During the first few years of World War II, the camp continued to operate despite difficulties in finding competent staff. However, in 1943, the camp was forced to close as there was nobody to work in the kitchen. In 1946 the camp re-opened and summer programming resumed. After re-opening, the camp faced a rapid increase in registration and an expansion to the dining hall was required in 1951, and a second time in 1954. Three new cabins were built in 1952, followed by two more in 1957.

In 2010 a five-year refurbishment project was started to replace cabins from the 1930s.
The traditional end-of-session ceremony has been a memorable program since RKY Camp started, and continues today in what is now called "Elements". The ceremony originally consisted of traditional native dances and music, local native history, and authentic legends. The program used to end with a friendship fire that was tended to all night. Campers would cut and peel a stick, sign their names on it and burn the end of it in the friendship fire to seal the bonds they made at camp.

== Summer camping ==
Summer camping is split into four twelve-day sessions. Five summer programs are offered each session: one-week youth camp (ages 7–11), youth camp (ages 7–12), senior camp (ages 13–15), leaders-in-training or LIT (ages 15–16), and counsellors-in-training or CIT (ages 16–17). Campers are placed into cabins of the same age group, each cabin maintaining a 5:1 camper-staff ratio, usually with 10 campers and two staff.
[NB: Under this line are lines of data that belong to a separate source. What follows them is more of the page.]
PR #735, opened 2023-11-10
Fix duplicate pickers

### LINKED ISSUE #700: CM6: Several conflict gutter markers placed on the same line
When trying to run example6, the following issue has been observed in the merge editor: several conflict gutter markers are produced at the same line (case of line 6), not placed exactly at the same location.

Screenshot from 2023-10-02 15-24-57

vidartf:
To avoid remote, local and merge diff views adding overlapping gutter markers of the same type on the same line. We leave it to CM to handle multiple markers of different types on the same line, but that shouldn't really apply for us.

Fixes #700 .


vidartf:
(to have a cleaner diff, exclude the lint commit from the range)

vidartf:
Hmm... The UI tests shouldn't be passing without a rerender, since the bug is in one of the UI tests, so something went wrong here..

vidartf:

packages/nbdime/src/common/mergeview.ts
```diff
@@ -295,21 +295,21 @@ const removeGutterMarkerEffect = StateEffect.define<{ type: string }>({
...
-    pickerMarker.className = this._className;
+    let pickerMarker = elt('div', this.symbol);
+    pickerMarker.className = this.className;
     return pickerMarker;
   }
-  private _symbol: string;
-  private _className: string;
-  private _block: boolean;
+  eq(other: GutterMarker): boolean {
+    return other === this;
```
krassowski, line 308: Should it check for equality of symbol/className/block instead?

vidartf: I wondered about it, but we are using static instances of the markers here, so I figured it would be simpler with an identity check instead. I was actually surprised I had to write this, as the [docs for `RangeValue`](https://codemirror.net/docs/ref/#state.RangeValue.eq) says:

> [...] Used when comparing rangesets. The default implementation compares by identity. [...]

`GutterMarker` extends `RangeValue`, and has its own docs for `eq` which doesn't say anything about its defaults, but in the code it always returns false:

https://github.com/codemirror/view/blob/cf5e5a9e2f349a3ca421107e0502028842ea526b/src/gutter.ts#L19

vidartf: That code also has some other stuff like an internal `compare`, and a function `sameMarkers`, that both do a bit more...

krassowski:

krassowski (approved):
Thanks!

PR #736, opened 2023-11-17
Change header for unchanged notebook meta

### LINKED ISSUE #718: Identical content editor are collapsed
From jupyterlab-git example, single cell added or unchanged have their content collapse as identical. We should not collapse the content in such case.

image

There is also the case of the notebook metadata. But the issue is larger as the collapse widget title is wrong by announcing there is a change even when there is none. And in addition, it displays 4 editors even if there are no changes.

vidartf:
We previously changed to always showing the metadata diff in notebook merges, in case the user needs to make manual edits to it even if there are no changes in the merge itself. That change did not take into account that the display behavior here made some assumptions about only being shown when there was a change. Here we make the title conditional on whether there are changes or not, and make sure not to collapse similar changes in the case where there are none.

Fixes #718 .


vidartf:

ui-tests/tests/nbdime-merge-test1.spec.ts-snapshots/merge-test1-should-not-collapse-source-for-unchanged-metadata-1-linux.png
vidartf, line 1: What is wrong with the size of the top editors here? Part of the document is missing, and the line number scrolling is off...

vidartf: Ah, probably just the CSS transition effect, I'll add a `sleep` or similar.

vidartf:

packages/nbdime/src/merge/widget/metadata.ts
```diff
@@ -36,18 +36,27 @@ export class MetadataMergeWidget extends MergePanel<MetadataMergeModel> {
...
     });
     const trans = this._translator.load('nbdime');
     const wrapper = new CollapsiblePanel(
       this.view,
-      trans.__('Notebook metadata changed'),
+      trans.__(
+        `Notebook metadata ${
+          unchanged ? 'unchanged' : 'changed'
+        }`,
+      ),
```
krassowski, line 59: This needs to be two separate strings or use %1 with separate `trans.__()` wrappers for each unchanged/changed words. It is slightly easier for translators if they have two full sentences rather than three strings they need to understand how they match together.

```suggestion
      unchanged ? trans.__('Notebook metadata unchanged') : trans.__('Notebook metadata changed'),
```

krassowski (approved):
Thank you!

PR #109, opened 2022-08-04
add gitattributes

ccbrown:
Not sure why git lfs behaves differently on Linux, but this seems to be necessary to keep it from thinking the .yuv file is modified.


lzuosym (approved):
Most likely your Linux environment doesn't have a `.gitconfig` file in your home directory, or the `[filter "lfs"]` section is missing in the .gitconfig file

ccbrown:
Yep, you're right.

PR #110, opened 2022-08-05
refactor xilinx props

ccbrown:
This refactors the way creating properties for the decoder, scaler, and encoder works so that the user doesn't have to box things or worry about delicate lifetime requirements.

I don't think there was any bug here or in our code which used this, but this makes things safer and simpler to users of the crate.


epingel2 (approved):
This looks very good. It is a large improvement! Makes it a lot easier to understand and to work with. I don't see any issues.

PR #112, opened 2022-08-11
[AVS-373] use pkg-config to find kvazaar lib

scottlamb:


kvazaar-sys/build.rs
```diff
@@ -1,17 +1,15 @@
-extern crate bindgen;
-
 use std::env;
 use std::path::PathBuf;
 
 fn main() {
-    println!("cargo:rustc-link-lib=kvazaar");
-
+    let library = pkg_config::probe_library("kvazaar").unwrap();
```
ccbrown, line 5: I see you're using this for include paths, but what about the linker search path? And shouldn't `cargo:rustc-link-lib=kvazaar` still be given so rustc knows it needs to link to kvazaar?

```suggestion
    let library = pkg_config::probe_library("kvazaar").unwrap();
    for path in library.link_paths {
        println!("cargo:rustc-link-search={}", path.display());
    }
    println!("cargo:rustc-link-lib=kvazaar");
```

scottlamb: `pkg_config::probe_library` does that for us:

https://github.com/rust-lang/pkg-config-rs/blob/4246c5a3ef4acba7eb3d37a47669e187df100711/src/lib.rs#L610

ccbrown: Well, that's handy. :)

ccbrown (approved):

PR #113, opened 2022-08-11
run xcoder tests in ci

ccbrown:
We now have a few machines in the data center loaded up with Quadras. This PR uses them to run xcoder-quadra tests. And it uses the pre-existing machines to run xcoder-logan tests.


raven-txm (approved):
I like nice tests and I cannot lie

Every cabin participates in an out trip, the length of which is based on their age group. One-week youth campers go on an overnight trip conducted on site, youth campers go on an overnight trip on one of the islands on Eagle Lake, while senior campers, LITs, and CITs go on out trip for multiple nights, conducted in Frontenac Provincial Park or Algonquin Provincial Park.
Campers may choose their activities, participate in core programming area activities, and participate in camp wide games. There are seven core programming areas: Swimming, Boating, Adventure, Nature, Arts and Crafts, Campcraft, and Music. Each camper may choose two program areas, which they attend every day. In addition to daily program areas, campers have a chance to develop their skills and explore the other program areas during Free-Choice Times, cabin group activities, interest groups, and "Learn-How-To's".

== Outdoor centre ==
RKY Camp runs a year-long outdoor centre including "school group bookings, outdoor education, leadership development, environmental education, curriculum-based learning, custom programs, family camps, women's weekends, retreats/rentals, March Break camp, PA Day camp, weddings, and out trips and guiding". The RKY Camp Outdoor Centre offers similar programming as in the summer season, but also offers season-specific activities, such as snowshoeing, cross-country skiing, tobogganing, and ice fishing.

== Duke of Edinburgh's Award ==
RKY Camp, in collaboration with the Ontario chapter of The Duke of Edinburgh's Award, organizes canoeing, hiking, and winter camping trips for participants aged 14 to 25. Participants completing the Bronze, Silver, or Gold levels of the award can use these trips toward their practice and adventurous journeys while developing the skills required for the program. The trips are led by RKY Camp's outdoor educators.